No soy un creyente sino un agnóstico. Y actúo como tal. Creo que todas las cosas que hay en el mundo necesitan una explicación, yo no creo en ellas por que sí y el medio para conseguirlas también es una manera de romperme la cabeza antes de ponerme a pensar en que lo conseguiré por medio de una creencia. Como Santo Tomás, necesito tocar todo antes de creer en ello y tocar no es dado a todo el mundo, solo a los descreídos.

Ten fe, lo tendrás todo.


sábado, 4 de febrero de 2017

Hoy tengo más moral. No sé por qué. Estoy haciendo un intento por dejar de fumar. Ayer me lo pasé bien en un taller literario. Pero lo fundamental es que estoy viviendo mi periodo de euforia particular después de la fase depresiva. Creo que se trata de eso.
Mi enfermedad es así. Alterna esas fases de declive anímico con otras de tranquilidad alegre.
He estado oyendo un documento sonoro en la radio sobre el cambio climático. Dice ese documento que en 2003 hubo un verano tan caluroso que murieron por su causa 20.000 personas. En occidente. Desde ese momento la gente tomó conciencia de que el clima había cambiado por efecto del hombre.
A mí me disgusta que las estaciones no se sucedan como deberían. Y me disgusta la tala indiscriminada de árboles y la desaparición de los bosques y la contaminación producida por los coches y el consumo salvaje.
Todos deberíamos hacer algo por el medio ambiente. No consumir tanto, no dar tantas vueltas con el coche. No fastidiar al cielo que nos cubre.
En estos últimos años hemos asistido a migraciones de gente que se ha quedado sin su medio de vida por efecto del cambio climático. Se llaman los refugiados climáticos. Todo por una civilización hiperconsumista y no sensibilizada con el medio. Ojalá no acabe todo esto de modo apocalíptico.

Los recursos de la Tierra son limitados, el egoísmo no.

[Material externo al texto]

PR #18553, opened 2023-07-12
[Testing] Response Assertions: add examples of headers

alexislefebvre:
I didn't know if I had to write `contentType`, `CONTENT_TYPE`, etc.

So I checked and found the expected format.


OskarStark (approved):
Nice addition

alexislefebvre:
I doubled the backticks.

javiereguiluz:
Yes, it's better to show some examples to avoid wondering how to pass the header name. Thanks Alexis!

viernes, 3 de febrero de 2017

He ido a por unos boquerones al supermercado. El día está para permanecer en casa haciendo lo que sea. No dejo de fumar aunque lo intente. He leído la prensa y habla del error de las redes sociales, de la polución en las grandes ciudades y de los partidos populistas.
Casi todo, política.
Hay también noticias sorprendentes que quieren llamar la atención pero no pincho en ellas. Me da igual lo que pasa por el mundo.
Hace viento y frío pero no llueve. Preferiría que lloviese.
El tiempo pasa lentamente y nos hace más viejos. Eso es inapelable. Es un ley que se cumple continuamente y sin marcha atrás y sin remisión y sin culpa ni perdón.
Es la única noticia que sale siempre en los periódicos: hoy eres más viejo que ayer.
Decía que he intentado dejar de fumar pero me ha vencido el cigarrillo. Me ha dicho un amigo que ha dejado de fumar que cuanto más intentes dejarlo, más posibilidades hay de que en un intento lo dejes. Ojala sea así y alguna vez deje del todo.
Las habitaciones de los hoteles están llenas de turistas norteños que quieren ver Madrid.
Yo ya me he levantado y tengo muchos días para ver Madrid y no lo veo bien, como esos turistas. Qué rollo.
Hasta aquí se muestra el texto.